• **Dataset records**
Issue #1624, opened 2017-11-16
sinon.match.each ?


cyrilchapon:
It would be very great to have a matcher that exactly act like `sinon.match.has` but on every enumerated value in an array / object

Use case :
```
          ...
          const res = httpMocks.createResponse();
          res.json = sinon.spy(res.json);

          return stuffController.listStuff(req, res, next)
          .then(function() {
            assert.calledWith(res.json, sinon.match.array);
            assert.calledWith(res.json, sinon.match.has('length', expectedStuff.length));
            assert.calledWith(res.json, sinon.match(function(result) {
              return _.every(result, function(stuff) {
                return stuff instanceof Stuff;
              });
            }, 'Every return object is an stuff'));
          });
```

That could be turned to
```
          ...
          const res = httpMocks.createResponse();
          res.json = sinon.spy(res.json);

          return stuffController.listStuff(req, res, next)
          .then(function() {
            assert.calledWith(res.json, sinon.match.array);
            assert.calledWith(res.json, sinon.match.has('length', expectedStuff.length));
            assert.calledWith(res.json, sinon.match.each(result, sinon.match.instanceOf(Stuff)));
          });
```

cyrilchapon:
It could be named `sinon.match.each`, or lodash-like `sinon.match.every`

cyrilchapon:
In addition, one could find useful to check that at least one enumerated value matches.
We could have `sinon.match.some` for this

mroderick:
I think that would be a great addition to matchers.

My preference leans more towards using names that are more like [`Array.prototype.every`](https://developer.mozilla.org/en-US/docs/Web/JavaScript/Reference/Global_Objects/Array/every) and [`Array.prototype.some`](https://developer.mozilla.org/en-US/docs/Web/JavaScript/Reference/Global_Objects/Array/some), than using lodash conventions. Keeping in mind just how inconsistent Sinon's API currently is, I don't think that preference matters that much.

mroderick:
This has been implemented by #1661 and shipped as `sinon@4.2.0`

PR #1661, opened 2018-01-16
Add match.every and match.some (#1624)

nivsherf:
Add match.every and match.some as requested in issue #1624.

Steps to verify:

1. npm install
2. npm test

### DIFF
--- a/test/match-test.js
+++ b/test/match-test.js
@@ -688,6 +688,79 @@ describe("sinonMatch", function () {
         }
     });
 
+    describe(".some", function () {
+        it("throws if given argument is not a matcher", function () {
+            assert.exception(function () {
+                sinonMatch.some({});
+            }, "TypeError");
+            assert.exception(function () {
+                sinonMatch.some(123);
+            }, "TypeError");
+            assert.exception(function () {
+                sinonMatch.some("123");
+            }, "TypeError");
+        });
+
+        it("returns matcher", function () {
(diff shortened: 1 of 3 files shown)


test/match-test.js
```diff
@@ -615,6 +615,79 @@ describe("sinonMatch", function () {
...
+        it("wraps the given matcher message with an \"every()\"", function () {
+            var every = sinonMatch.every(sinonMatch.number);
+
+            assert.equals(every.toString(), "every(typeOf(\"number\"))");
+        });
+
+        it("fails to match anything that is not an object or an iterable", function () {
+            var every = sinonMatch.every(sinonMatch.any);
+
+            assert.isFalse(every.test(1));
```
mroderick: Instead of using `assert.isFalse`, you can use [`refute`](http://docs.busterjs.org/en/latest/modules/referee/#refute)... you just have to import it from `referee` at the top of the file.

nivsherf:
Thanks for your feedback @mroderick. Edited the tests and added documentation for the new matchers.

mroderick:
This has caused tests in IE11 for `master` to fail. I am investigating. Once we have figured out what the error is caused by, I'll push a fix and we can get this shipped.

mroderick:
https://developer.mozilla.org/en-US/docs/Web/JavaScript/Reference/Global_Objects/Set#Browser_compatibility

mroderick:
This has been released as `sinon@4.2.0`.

---

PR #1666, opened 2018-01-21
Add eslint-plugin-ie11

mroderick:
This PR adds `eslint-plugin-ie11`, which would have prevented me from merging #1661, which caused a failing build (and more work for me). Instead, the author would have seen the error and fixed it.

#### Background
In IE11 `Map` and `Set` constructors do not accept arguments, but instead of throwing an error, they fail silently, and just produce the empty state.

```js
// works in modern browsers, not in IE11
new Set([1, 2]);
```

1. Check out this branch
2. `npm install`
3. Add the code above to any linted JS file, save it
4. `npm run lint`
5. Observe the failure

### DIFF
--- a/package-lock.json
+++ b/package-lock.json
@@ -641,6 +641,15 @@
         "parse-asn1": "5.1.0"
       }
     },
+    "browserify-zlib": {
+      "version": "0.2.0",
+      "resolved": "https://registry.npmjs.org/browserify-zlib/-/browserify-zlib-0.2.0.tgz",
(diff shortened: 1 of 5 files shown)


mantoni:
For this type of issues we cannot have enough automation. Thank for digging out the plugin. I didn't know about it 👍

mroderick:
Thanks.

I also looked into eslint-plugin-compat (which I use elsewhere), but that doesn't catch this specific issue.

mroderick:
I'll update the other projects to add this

• **Instructions for the task**
Which lines in the entries above contain "addition"? Pull each of them out.

• **Answer below**
In addition, one could find useful to check that at least one enumerated value matches.
I think that would be a great addition to matchers.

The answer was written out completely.